Saturday, November 03, 2007


Affairs of State

This past week witnessed a staged media event, on Halloween no less, covering what really scares a self-selected group of disgruntled US State Department Foreign Service Officers (FSO).

As reported by MSNBC, FSO’s were invited to a media circus, for the apparent purpose of eliciting sound-bite worthy objections to a new State Dept. policy, requiring a small number of mandatory FSO assignments to Iraq to cover shortfalls in volunteers for posting.

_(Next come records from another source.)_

PR #221, opened 2026-03-30
Add SiloAutoscaler CRD and controller for safe StatefulSet scaling

kirinrastogi:
## Summary
- New `silo-autoscaler` subcrate: Kubernetes controller that manages safe scaling of Silo StatefulSets using pod finalizers
- CRD with `/scale` subresource for HPA targeting
- Finalizer-based scale-down: gates pod deletion until shard leases are released, automatically recovers from SIGKILL'd pods
- ValidatingAdmissionPolicy with CEL for spec validation
- Integration tests in dedicated `silo-autoscaler-test` namespace

## Tophat

Deploy silo and the autoscaler to your local OrbStack cluster:

```sh
./scripts/deploy-local-orbstack.mts
```

Then create or edit the SiloAutoscaler to change replicas:

```sh
kubectl --context orbstack -n silo-test apply -f - <<EOF
apiVersion: silo.dev/v1alpha1
kind: SiloAutoscaler
metadata:
  name: silo-autoscaler
  namespace: silo-test
spec:
  replicas: 2
  targetStatefulSet: silo
  clusterPrefix: silo-local-test
EOF
```

Watch the pods scale:

```sh
kubectl --context orbstack -n silo-test get pods -l app=silo -w
```

```sh
kubectl --context orbstack get siloautoscaler -n silo-test
```

## Test plan
- [x] Unit tests: `cargo test --package silo-autoscaler --lib` (10 tests)
- [x] Integration tests: `cargo test --package silo-autoscaler --test autoscaler_integration_tests -- --test-threads=1` (3 tests)
- [x] Manual testing on OrbStack: scale up, scale down, orphaned lease recovery


silo-autoscaler/src/controller.rs
```diff
@@ -0,0 +1,529 @@
...
+            TerminationStatus::Recovery { orphaned_leases } => orphaned_leases,
+            _ => vec![],
+        }
+    }
+}
+
+/// Run the SiloAutoscaler controller loop.
+pub async fn run_controller(client: Client) -> anyhow::Result<()> {
+    let autoscalers: Api<SiloAutoscaler> = Api::all(client.clone());
+    let pods: Api<Pod> = Api::all(client.clone());
```
udnay: I assume there is a selector on this somehow? That `Api::all(client.clone())` is not actually all pods.

udnay (approved):
This looks good to me. Can you create a gameday or update the runbook on how we should handle the loss of a PVC that's not at the end or the stateful set list? If we have `silo-0`, `silo-1`, `silo-2` and `silo-1` has a pvc failure what do we do? Scale down to `1` and then back to `3`?

kirinrastogi:
@udnay I will do that before enabling this in production. I want to get it deployed in staging first. 

I think for any pvc failure we would either wait for the PVC to be fixed or accept data loss and use siloctl's force-release command.

silo-autoscaler/src/controller.rs
kirinrastogi: I updated this to check the namespace that the controller is in instead.

kirinrastogi:
Going to merge. We could expand this in the future to support statefulsets of size 1. Not a trapdoor decision to deploy it as is.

The shortfall started at around 48, is now down to 33 thanks to 15 recent volunteers. Otherwise, the media framed event surely musty have achieved the organizer’s implicit intent, evidenced by this quote heard ‘round the blogosphere:
"It's one thing if someone believes in what's going on over there and volunteers, but it's another thing to send someone over there on a forced assignment," [Senior FSO Jack] Crotty said. "I'm sorry, but basically that's a potential death sentence and you know it. Who will raise our children if we are dead or seriously wounded?"
One online community reacted predictably, with calls by latex spittle and others of the pajama-clad to call for US diplomats to be withdrawn from Iraq. (Would it be impolite to suggest that the anti-war opposition grows ever more desperate to find any tattered shred of despair, with which to cloak the obvious, emerging success of our efforts in Iraq?)

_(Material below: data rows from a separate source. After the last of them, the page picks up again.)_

PR #225, opened 2026-04-07
Drop completed jobs older than 7 days via slatedb compaction filter

kirinrastogi:
## Summary

Adds a `CompactionFilter` (`CompletedJobCompactionFilter`) that tombstones data for completed jobs older than a 7-day retention window during slatedb compaction. The filter handles multiple key prefixes in a single compaction pass:

- **JOB_STATUS (0x02):** Decodes the value; if the status is terminal (Succeeded/Failed/Cancelled) and `changed_at_ms` is older than the 7-day cutoff, tombstones the row and records the `job_id` in an in-memory `HashSet`.
- **IDX_STATUS_TIME (0x03):** Self-contained — the key encodes the status string and timestamp, so the filter decides without a value decode or set lookup.
- **IDX_METADATA (0x04), ATTEMPT (0x07), JOB_CANCELLED (0x0A):** The key encodes `job_id`. The filter checks membership in the `HashSet` built from JOB_STATUS rows (which sort before these prefixes).

Tombstone (rather than `Drop`) is used so older non-terminal versions in lower sorted runs are shadowed and can't resurrect.

The 7-day clock starts when the job transitions to a terminal state (`changed_at_ms` on the terminal `JobStatus`), not when it was originally enqueued.

### JOB_INFO (0x01) is not handled

`JOB_INFO` rows use prefix 0x01, which sorts *before* `JOB_STATUS` (0x02). During a single-pass compaction, the filter sees all JOB_INFO rows before any JOB_STATUS rows, so it can't know which jobs are completed yet. Cleaning up JOB_INFO would require either a separate scan-based cleanup pass or a distributed/two-pass compaction model — this might be better suited for a future slatedb update that supports distributed compaction, where a pre-scan phase could identify eligible job_ids before the main compaction pass runs.

### Wiring

The filter is installed by constructing a custom `slatedb::CompactorBuilder` in `JobStoreShard::open_with_resolved_store`. Any user-supplied `compactor_options` from the slatedb settings are forwarded onto the builder so existing tunables still apply. An optional `compaction_filter_supplier` field on `OpenShardOptions` allows benches/tests to override the retention window (production callers pass `None` and get the 7-day default).

Also includes a `compaction_filter_impact` benchmark with two scenarios:
- **Scenario A:** Steady-state with ongoing background compaction (configurable duration, default 5 min).
- **Scenario B:** Latency before vs after one manual compaction (configurable job count, default 50k).

## Test plan
- [x] 11 unit tests covering drop/keep for all handled prefixes (`cargo test --lib job_store_shard::compaction_filter`).
- [x] 2 integration tests: one verifies all related rows are dropped for old completed jobs; the other verifies all rows survive for recently completed jobs (`cargo test --test compaction_filter_tests`).
- [x] `cargo check --tests` and `cargo check --benches` pass.
- [x] Benchmark validated at 90s/5k and 300s/50k scales — filter adds no measurable throughput regression under ongoing compaction; post-compaction read p99 improves ~30% vs baseline due to smaller live set.


kirinrastogi:
we need a standalone approach that handles metadata, secondary indexes, and counter/merge updates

Another online community reacts with experience of a different kind of foreign service, yet with a good appreciation of the role of the FSO, resulting in excellent discussion at MILBLOGS here, here, and here.

All in all, I'm not sure an assignment in Iraq is really that much more dangerous than one to Columbia, Peru, almost anywhere in the Middle East, Thailand, Burma, or large parts of Africa.

Fact is, this event signifies nothing more than politicizing by FSOs who are democrat leaning or otherwise against the war. Yet another example of the internal war against the war against this Administration, waged by bureaucracies in CIA and State.

Being a US diplomat ANYWHERE automatically makes you a target for kidnapping, assassination, not to consider any other of a number of risk factors, health and disease wise.

I remember when the UK equivalent of NSA trying to unionize in the 80's (I have the coffee mug). Margaret Thatcher put it in these terms. Go ahead and organize. We'll toss your sorry arses out the gates.

I think that's what the FS needs a good dose of. Who and what are you serving? If you aren’t for the US National Interest -- however that gets defined by those authorized to define it -- go find somewhere else to work.

There’s more mad press for the Foreign Service.

George Packer, writing at The New Yorker, chronicles the inadequacy of the State Dept. response to urgent appeals to expedite emigration of translators and other Iraqi supporters of coalition efforts. Packer describes the heroic efforts of Lieutenant Colonel (LTC) Steven Miska, coming to the end of a 15 month tour in Iraq and determined to do everything in his power to help local staff get to the US.

Noting the recent FSO media event, Packer observes:
Yesterday, a group of department officials complained about mandatory assignments to Iraq. If I were a foreign-service officer, I’d wonder instead how I could continue to work for an organization that is obstructing the effort to save our Iraqi allies from death. A few of those officers who served in Iraq and left behind friends might be asking themselves the same question.
I may disagree with much of the rest of Packer’s assessment, both as to the reason for State Dept. apathy, or the level of desperation or threat posed to Iraqi supporters of the coalition. But I find it impossible to argue with his advocacy to open the gates to those who have joined us in the sacrifices required to get us to Democracy adolescence in Iraq.

Many Iraqis – and many Americans for that matter – have shirked any sacrifice and rejected calls to help us make Iraq a success. All the more reason to make sure that those who have put the most on the line get the benefit of our continued protection, if they want it.